Exercise goal:
After reading the lines below, count those that contain "willfix" and give the count alone.

Stored items:
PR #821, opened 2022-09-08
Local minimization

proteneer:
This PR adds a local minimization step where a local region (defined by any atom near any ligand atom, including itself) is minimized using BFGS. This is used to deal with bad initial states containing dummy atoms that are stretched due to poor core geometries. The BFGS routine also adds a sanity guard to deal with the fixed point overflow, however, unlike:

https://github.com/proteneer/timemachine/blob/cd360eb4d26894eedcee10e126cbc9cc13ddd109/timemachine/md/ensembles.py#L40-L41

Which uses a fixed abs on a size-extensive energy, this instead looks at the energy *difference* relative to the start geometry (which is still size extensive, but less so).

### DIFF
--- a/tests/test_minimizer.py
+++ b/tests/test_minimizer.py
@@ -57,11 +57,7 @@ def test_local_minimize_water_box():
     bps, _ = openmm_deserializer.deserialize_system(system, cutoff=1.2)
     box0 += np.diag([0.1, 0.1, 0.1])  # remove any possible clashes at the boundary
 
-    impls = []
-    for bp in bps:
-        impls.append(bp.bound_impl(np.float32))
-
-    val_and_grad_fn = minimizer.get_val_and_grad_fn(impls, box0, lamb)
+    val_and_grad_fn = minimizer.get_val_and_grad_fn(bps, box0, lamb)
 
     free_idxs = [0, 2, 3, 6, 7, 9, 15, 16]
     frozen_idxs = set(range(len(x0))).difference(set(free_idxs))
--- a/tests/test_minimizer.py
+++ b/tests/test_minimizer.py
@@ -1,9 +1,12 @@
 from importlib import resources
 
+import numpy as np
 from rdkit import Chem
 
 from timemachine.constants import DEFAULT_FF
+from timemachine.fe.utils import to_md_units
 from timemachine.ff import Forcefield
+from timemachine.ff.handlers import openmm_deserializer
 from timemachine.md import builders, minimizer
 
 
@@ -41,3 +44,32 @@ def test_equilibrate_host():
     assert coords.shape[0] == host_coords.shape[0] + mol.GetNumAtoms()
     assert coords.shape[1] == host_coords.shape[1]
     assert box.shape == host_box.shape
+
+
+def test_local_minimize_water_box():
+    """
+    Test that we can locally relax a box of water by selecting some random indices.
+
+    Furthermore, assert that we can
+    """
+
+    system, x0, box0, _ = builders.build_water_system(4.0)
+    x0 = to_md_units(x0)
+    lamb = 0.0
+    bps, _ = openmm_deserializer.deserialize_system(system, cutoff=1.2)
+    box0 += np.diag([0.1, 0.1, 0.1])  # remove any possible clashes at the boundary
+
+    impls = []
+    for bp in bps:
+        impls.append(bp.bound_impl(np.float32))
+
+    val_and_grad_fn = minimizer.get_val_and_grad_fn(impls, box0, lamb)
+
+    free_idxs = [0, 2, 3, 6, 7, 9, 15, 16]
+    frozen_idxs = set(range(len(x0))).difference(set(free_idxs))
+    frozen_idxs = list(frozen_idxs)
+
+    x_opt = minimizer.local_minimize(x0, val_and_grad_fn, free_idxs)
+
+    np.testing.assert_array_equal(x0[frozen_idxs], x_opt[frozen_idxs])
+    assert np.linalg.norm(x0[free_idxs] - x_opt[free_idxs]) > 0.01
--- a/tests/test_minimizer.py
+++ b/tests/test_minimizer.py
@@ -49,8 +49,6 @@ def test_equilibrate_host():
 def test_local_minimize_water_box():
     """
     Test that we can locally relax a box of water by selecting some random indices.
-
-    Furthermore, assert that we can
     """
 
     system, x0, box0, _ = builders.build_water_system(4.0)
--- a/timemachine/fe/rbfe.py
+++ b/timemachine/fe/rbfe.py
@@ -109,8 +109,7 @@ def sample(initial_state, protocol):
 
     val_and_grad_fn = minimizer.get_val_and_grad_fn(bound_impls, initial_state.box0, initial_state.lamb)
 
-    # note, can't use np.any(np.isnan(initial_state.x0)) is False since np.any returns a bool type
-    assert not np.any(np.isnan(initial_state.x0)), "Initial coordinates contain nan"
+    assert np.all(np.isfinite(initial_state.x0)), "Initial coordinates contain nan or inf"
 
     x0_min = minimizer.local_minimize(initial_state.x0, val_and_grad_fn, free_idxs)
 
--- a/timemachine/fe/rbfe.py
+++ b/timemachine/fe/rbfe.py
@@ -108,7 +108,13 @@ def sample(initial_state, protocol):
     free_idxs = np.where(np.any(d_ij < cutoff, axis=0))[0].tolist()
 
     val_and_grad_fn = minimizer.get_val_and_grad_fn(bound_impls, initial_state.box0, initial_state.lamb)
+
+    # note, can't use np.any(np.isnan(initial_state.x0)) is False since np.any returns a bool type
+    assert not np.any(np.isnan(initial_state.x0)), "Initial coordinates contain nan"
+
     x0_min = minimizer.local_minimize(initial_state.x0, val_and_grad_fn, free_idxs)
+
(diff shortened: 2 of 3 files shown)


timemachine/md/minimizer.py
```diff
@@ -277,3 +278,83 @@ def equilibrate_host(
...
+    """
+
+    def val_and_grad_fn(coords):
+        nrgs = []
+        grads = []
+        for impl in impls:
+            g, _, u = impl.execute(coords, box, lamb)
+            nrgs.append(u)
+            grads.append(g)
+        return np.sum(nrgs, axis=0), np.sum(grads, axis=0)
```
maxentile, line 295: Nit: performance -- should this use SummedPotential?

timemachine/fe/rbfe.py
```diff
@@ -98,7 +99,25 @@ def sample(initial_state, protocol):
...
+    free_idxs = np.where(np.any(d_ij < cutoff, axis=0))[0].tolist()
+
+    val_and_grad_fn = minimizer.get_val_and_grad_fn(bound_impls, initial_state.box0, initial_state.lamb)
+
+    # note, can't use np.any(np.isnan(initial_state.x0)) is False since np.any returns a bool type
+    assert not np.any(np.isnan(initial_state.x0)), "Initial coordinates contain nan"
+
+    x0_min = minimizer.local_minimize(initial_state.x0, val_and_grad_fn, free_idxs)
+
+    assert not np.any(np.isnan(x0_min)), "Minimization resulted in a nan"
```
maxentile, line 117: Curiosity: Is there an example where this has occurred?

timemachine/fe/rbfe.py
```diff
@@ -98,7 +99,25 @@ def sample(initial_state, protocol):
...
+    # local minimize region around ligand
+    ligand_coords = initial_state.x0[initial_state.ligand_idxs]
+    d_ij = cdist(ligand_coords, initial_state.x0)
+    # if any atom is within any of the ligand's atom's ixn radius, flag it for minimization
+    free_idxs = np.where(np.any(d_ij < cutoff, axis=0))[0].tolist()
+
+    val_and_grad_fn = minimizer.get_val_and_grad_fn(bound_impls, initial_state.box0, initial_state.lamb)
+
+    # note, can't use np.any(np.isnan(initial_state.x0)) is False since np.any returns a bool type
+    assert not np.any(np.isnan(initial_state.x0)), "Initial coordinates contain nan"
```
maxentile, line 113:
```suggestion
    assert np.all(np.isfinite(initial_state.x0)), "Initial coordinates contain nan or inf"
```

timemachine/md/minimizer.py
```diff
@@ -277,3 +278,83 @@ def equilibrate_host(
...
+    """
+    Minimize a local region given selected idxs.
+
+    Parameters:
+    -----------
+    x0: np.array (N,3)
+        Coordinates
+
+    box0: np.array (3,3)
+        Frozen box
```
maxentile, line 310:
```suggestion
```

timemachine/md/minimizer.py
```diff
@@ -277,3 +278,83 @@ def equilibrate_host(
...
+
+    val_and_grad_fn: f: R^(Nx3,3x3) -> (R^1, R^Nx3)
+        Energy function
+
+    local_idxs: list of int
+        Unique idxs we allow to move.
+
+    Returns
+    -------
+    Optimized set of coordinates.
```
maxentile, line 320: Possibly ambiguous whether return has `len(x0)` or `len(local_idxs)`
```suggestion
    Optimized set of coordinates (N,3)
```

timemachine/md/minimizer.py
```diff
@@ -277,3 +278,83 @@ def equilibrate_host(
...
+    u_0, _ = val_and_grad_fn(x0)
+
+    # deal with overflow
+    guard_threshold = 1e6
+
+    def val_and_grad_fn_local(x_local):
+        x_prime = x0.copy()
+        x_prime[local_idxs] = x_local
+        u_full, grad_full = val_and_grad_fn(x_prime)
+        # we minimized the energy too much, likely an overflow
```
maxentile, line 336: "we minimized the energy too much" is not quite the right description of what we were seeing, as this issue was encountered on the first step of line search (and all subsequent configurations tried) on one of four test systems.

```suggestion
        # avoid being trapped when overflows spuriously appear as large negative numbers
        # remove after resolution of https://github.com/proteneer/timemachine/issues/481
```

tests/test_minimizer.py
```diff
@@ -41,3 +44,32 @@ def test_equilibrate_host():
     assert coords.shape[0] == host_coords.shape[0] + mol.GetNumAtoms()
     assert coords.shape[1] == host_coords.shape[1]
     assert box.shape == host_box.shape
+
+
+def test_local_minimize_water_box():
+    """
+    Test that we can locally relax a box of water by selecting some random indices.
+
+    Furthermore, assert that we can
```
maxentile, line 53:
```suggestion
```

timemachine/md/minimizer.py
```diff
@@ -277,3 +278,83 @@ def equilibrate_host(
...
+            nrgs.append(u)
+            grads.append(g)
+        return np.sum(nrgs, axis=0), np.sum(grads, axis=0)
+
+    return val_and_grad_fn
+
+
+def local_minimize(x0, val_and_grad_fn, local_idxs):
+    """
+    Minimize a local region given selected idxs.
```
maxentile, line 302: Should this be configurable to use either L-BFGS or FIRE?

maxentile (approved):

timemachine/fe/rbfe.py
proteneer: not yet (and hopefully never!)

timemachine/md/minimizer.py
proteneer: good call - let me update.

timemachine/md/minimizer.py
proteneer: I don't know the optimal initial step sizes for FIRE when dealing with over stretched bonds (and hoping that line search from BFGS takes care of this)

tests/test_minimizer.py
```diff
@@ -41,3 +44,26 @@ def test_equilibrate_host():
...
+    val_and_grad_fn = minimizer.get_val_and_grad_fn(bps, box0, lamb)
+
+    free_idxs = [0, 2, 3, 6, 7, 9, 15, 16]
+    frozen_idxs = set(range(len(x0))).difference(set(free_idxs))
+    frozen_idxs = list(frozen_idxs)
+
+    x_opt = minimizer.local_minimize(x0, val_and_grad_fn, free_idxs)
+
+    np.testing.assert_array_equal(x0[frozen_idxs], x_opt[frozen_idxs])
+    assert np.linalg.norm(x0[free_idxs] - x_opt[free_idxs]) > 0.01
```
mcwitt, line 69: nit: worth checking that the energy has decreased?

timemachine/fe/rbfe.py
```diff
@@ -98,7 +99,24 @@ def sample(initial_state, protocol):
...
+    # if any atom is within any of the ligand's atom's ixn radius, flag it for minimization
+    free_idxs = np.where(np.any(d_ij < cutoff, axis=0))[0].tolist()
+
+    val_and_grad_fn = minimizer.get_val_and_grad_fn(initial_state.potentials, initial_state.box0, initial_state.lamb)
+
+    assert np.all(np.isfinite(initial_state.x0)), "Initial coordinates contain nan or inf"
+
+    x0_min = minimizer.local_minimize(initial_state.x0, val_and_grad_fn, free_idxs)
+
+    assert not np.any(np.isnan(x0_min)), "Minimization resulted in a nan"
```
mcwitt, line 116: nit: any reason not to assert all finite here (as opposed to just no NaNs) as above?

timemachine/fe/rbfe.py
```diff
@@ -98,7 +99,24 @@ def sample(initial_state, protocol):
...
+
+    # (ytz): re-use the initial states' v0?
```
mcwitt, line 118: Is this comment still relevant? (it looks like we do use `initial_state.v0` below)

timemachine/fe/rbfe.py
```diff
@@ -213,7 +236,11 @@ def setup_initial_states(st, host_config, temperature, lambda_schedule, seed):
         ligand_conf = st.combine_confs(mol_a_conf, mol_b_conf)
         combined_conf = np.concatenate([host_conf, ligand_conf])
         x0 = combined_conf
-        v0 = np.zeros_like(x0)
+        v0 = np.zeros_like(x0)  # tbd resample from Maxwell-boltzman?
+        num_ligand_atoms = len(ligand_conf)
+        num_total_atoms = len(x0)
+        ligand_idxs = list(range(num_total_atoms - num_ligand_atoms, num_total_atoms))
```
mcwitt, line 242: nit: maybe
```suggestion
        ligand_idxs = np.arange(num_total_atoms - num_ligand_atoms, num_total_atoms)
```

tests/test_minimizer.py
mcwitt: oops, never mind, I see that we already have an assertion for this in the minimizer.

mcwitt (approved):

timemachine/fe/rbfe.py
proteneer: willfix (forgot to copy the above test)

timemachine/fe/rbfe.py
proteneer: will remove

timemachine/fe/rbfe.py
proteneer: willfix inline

...

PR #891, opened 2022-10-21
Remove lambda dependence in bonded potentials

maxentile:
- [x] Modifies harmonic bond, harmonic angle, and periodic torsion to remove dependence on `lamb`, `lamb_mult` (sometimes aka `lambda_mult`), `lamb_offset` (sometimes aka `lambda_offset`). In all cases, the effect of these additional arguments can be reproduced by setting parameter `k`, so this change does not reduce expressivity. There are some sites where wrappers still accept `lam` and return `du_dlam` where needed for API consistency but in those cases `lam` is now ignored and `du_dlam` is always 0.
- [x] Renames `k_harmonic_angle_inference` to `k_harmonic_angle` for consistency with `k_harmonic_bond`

Result:
2